One thought on “An Oldie (but a goodie!)

  1. Since Google and Bing instituted their new image apps, I have been going crazy trying to figure out what they are doing – because it is showing up in the affiliate network interface as clicks on dozens of my links a day when there is no traffic on that page related to those links. I wrote to the network because it makes it look like I am cookie stuffing when all I have done is created a shop full of a merchant’s products, often multiple pages. This started occasionally in December and now there are some days with little activity and some days with hundreds of “clicks”. I don’t doubt that there are cookie stuffers by any means, but appearances are not always what they seem to be. I have contacted the program manager and contacted the network also but it continues and since examination of the access logs shows no traffic on the pages involved, I have no way to make it stop. I have gained nothing from it either as far as I can tell, but I don’t like it.

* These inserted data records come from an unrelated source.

PR #87, opened 2019-10-08
PR comments from #78

TSchiefer:
- tweaks
- some outsourcing from `cdm_flatten_to_tbl_impl()`


R/utils.R
```diff
@@ -18,3 +18,30 @@ tick <- function(x) {
...
+    recipe <-
+      compute_disambiguate_cols_recipe(red_dm, tables, sep = ".")
+    explain_col_rename(recipe)
+    # prepare `dm` by disambiguating columns (on a reduced dm)
+    clean_dm <-
+      col_rename(red_dm, recipe)
+    # the column names of start_tbl need to be updated, since taken from `dm` and not `clean_dm`,
+    # therefore we need a named variable containing the new and old names
+    renames <-
+      recipe %>% filter(table == !!start) %>% pull() %>% flatten_chr()
```
krlmlr: Not sure which is better:

```suggestion
      recipe$...[recipe$table == "start"][[1]]
```

TSchiefer: After trying out some things the following seemed to be at least not completely without grace...
```r
pluck(recipe[recipe$table == start, "renames"], 1, 1)
```

krlmlr: `[` is similar to the pipe because you can read left to right. Why not:

```r
recipe$renames[recipe$table == "start"][[1]][[1]]
```

(Do we need the second `[[1]]` ?)

TSchiefer: Ok, this works (actually without the second `[[1]]`, otherwise the names are lost)

TSchiefer: just realized that it doesn't work for empty lists (when no renaming is necessary), since `list()[[1]]` throws an error.

TSchiefer: what about `pluck(recipe$renames[recipe$table == start], 1)`? (works for empty list)

R/utils.R
```diff
@@ -18,3 +18,39 @@ tick <- function(x) {
...
+      pluck(recipe$renames[recipe$table == start], 1)
+    start_tbl <- start_tbl %>% rename(!!!renames)
+  } else {
+    # for `anti_join()` and `semi_join()` no renaming necessary
+    clean_dm <- red_dm
+    renames <- character(0)
+  }
+  tables <- cdm_get_tables(clean_dm)
+  tables[[start]] <- start_tbl
+  new_dm2(
```
krlmlr: This should be `new_dm3()` now.

R/error-helpers.R
```diff
@@ -462,3 +466,43 @@ abort_unique_table_names_or_table_names <- function() {
 error_unique_table_names_or_table_names <- function() {
   "Can supply either `table_names` or `unique_table_names = TRUE`, not both."
 }
+
+
+# error conditions evaluation for 'cdm_flatten_to_tbl_impl()' -------------
+
+check_flatten_to_tbl <- function(
```
krlmlr: This is used only once, and so belongs in `flatten.R`.

krlmlr:
Thanks!

PR #91, opened 2019-10-11
add/remove tibbles to/from dm

### LINKED ISSUE #90: Implement cdm_add_tbl() and cdm_rm_tbl()
For adding, use `def[0, ]` as boilerplate for the new row in the `def`. Use `vctrs::vec_rbind()` for row-binding tibbles.

Removing is implemented for symmetry, the documentation should point to `cdm_select_tbl()` .

Use `@rdname` to document in the same `.Rd` file.

Rewrite all examples and documentation to use this new idiom.

TSchiefer:
three new functions:
1. `cdm_add_tbl()`: adds one tibble; naming can happen optionally in 2nd parameter, otherwise name is kept (doesn't work for pipe and purrr-functions)
1. `cdm_add_tbls()`: adds one or more tibbles at once, using tidyverse naming syntax (`new_table_name = tbl`).
1. `cdm_rm_tbls()`: remove one or more tibbles from `dm` by handing them unquoted to ellipsis

also adapted a few minor things to the new `dm` structure implementation and added tests for the new functions

fixes #90


TSchiefer:
Remark: adding the `cdm_add_tbls()` or `cdm_rm_tbls()` to the help page of `cdm_select_tbl()` is problematic, since the ellipsis has a different meaning in each case. We could of course keep it very vague and add a more specific description in the details for each function

TSchiefer:
Oh, and please feel free to choose one of the two implementations to add tibbles and tweak them according to your likes and needs. I guess they could coexist, but we do not necessarily need both of them.

R/table_management.R
```diff
@@ -0,0 +1,109 @@
...
+
+  cdm_select_tbl(dm, -one_of(!!!table_names))
+
+}
+
+
+check_new_tbls <- function(dm, tbls, name) {
+  orig_tbls <- cdm_get_tables(dm)
+  # are all new tables on the same source as the original ones?
+  if (!all_same_source(flatten(list(cdm_get_tables(dm), tbls)))) abort_not_same_src()
```
krlmlr:
```suggestion
  if (has_length(cdm_get_tables(dm)) && !all_same_source(c(cdm_get_tables(dm)[1], tbls))) abort_not_same_src()
```

R/table_management.R
```diff
@@ -0,0 +1,109 @@
...
+  # test if a name "." is part of the new names, indicating a piped table that is not explicitly named
+  # or if table names of the kind ".x" or "..1" are present, which would indicate a `map()`-type operation
+  if ("." %in% name || any(str_detect(name, "^\\.[x-z]$")) || any(str_detect(name, "^\\.\\.[0-9][0-9]?$"))) {
```
krlmlr: We can offer some sort of name repair to deal with that problem.

R/draw-dm.R
```diff
@@ -116,7 +116,7 @@ color_quos_to_display <- function(...) {
 #' @export
 cdm_get_colors <- nse_function(c(dm), ~ {
   cdm_get_def(dm) %>%
-    select(table = name, display) %>%
+    select(table, display) %>%
```
krlmlr: Do we have a test here?

krlmlr:
Thanks!

PR #96, opened 2019-10-21
provide empty 'dm' object

TSchiefer:
- Empty object can be created via `dm()` and `new_dm()` (without arguments, similar to `numeric()`, `list()`, etc.)
- Allows for creation of a `dm` from scratch, adding tables successively with `cdm_add_tbl()`
- Works locally and on DB
- vignettes have NOT been adapted

### DIFF
--- a/R/dm.R
+++ b/R/dm.R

    From one explanation I found, the BingPreview and GoogleWebPreview User-agents show a small image they have copied from my site (although, as affiliate datafeed type links, the images are not hosted on my sites) and when a visitor clicks for a larger image, the image link is refreshed calling a larger version from the viewer’s browser cache and sets a “click” on a nonexistent visit. The referring page shown in the network interface for these clicks is always an affiliate link URL, not a site URL.

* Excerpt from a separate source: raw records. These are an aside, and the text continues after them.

PR #7, opened 2024-11-20
Add from_json method to classes

dstansby:
Adds a abstract base class for objects that can go to/from JSON. I only added the `to_json` so far.

Also adds a basic test against the example metadata given in the v0.4 spec.

### DIFF
--- a/src/ome_zarr_models/v04/image.py
+++ b/src/ome_zarr_models/v04/image.py
@@ -1,15 +1,32 @@
 from collections.abc import Mapping, Sequence
-from dataclasses import dataclass
-from typing import Any, Literal
-
-from ome_zarr_models.zarr_models.v2 import Group
+from dataclasses import dataclass, fields
+from typing import Any, Literal, Self, get_args
 
 AxisType = Literal["time", "space", "channel"]
 
 
+class ToFromJSON:
+    @classmethod
+    def from_json(cls, json: dict) -> Self:
+        attributes = {}
+        for field in fields(cls):
+            if isinstance(field.type, ToFromJSON):
+                attributes[field.name] = field.from_json(json[field.name])
+            # TODO: fix this crime against programming:
+            elif str(field.type).startswith("collections.abc.Sequence"):
+                attributes[field.name] = []
+                item_type = get_args(field.type)[0]
+                for v in json[field.name]:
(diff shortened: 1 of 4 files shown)


src/ome_zarr_models/v04/image.py
```diff
@@ -1,15 +1,22 @@
...
 from dataclasses import dataclass
-from typing import Any, Literal
-
-from ome_zarr_models.zarr_models.v2 import Group
+from typing import Any, Literal, Self
 
 AxisType = Literal["time", "space", "channel"]
 
 
+class ToFromJSON(ABC):
```
d-v-b, line 9: name suggestion: `JSONable`

src/ome_zarr_models/v04/image.py
```diff
@@ -67,19 +85,53 @@ class TranslationTransform:
...
+    https://ngff.openmicroscopy.org/0.4/index.html#multiscale-md
+    """
+
     path: str
     coordinateTransformations: (
         tuple[ScaleTransform] | tuple[ScaleTransform, TranslationTransform | str]
     )
 
+    @classmethod
+    def _from_json(cls, json) -> Self:
```
d-v-b, line 116: This variable name might cause name collisions if we do `import json`

src/ome_zarr_models/v04/image.py
```diff
@@ -1,15 +1,22 @@
...
 
 AxisType = Literal["time", "space", "channel"]
 
 
+class ToFromJSON(ABC):
+    """A class that can serialise to and from JSON."""
+
+    @classmethod
+    @abstractmethod
+    def _from_json(cls, json: dict) -> Self: ...
```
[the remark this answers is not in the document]
dstansby: Depends what we want to external API to be? I would say lets make input/output like this private to start, then when we write the tutorial we can decide what we should make public?

src/ome_zarr_models/v04/image.py
dstansby: Ooh I like

src/ome_zarr_models/v04/image.py
dstansby: ooh yes, I will change

PR #15, opened 2024-11-21
Feat/pydantic

d-v-b:
adds pydantic, using models from https://github.com/JaneliaSciComp/pydantic-ome-ngff and https://github.com/fractal-analytics-platform/fractal-tasks-core/blob/main/fractal_tasks_core/ngff/specs.py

    If these were my own images I could prevent caching but coming from the merchant’s site I have no control. What pains me most is that with these image views, BingPreview calls for all the related page files such as background images and css and even .js files on the related page as if they were framing. So my bandwidth is getting used up with no visitors. I tried blocking BingPreview as a User-agent, but it conflicts with a robot trap I use and returns a 500 error. I would hate to be accused of cookie stuffing when it isn’t me causing these clicks. The new WP plugin Imaguard tries to deal with the issue, but my problem is on a plain old html site.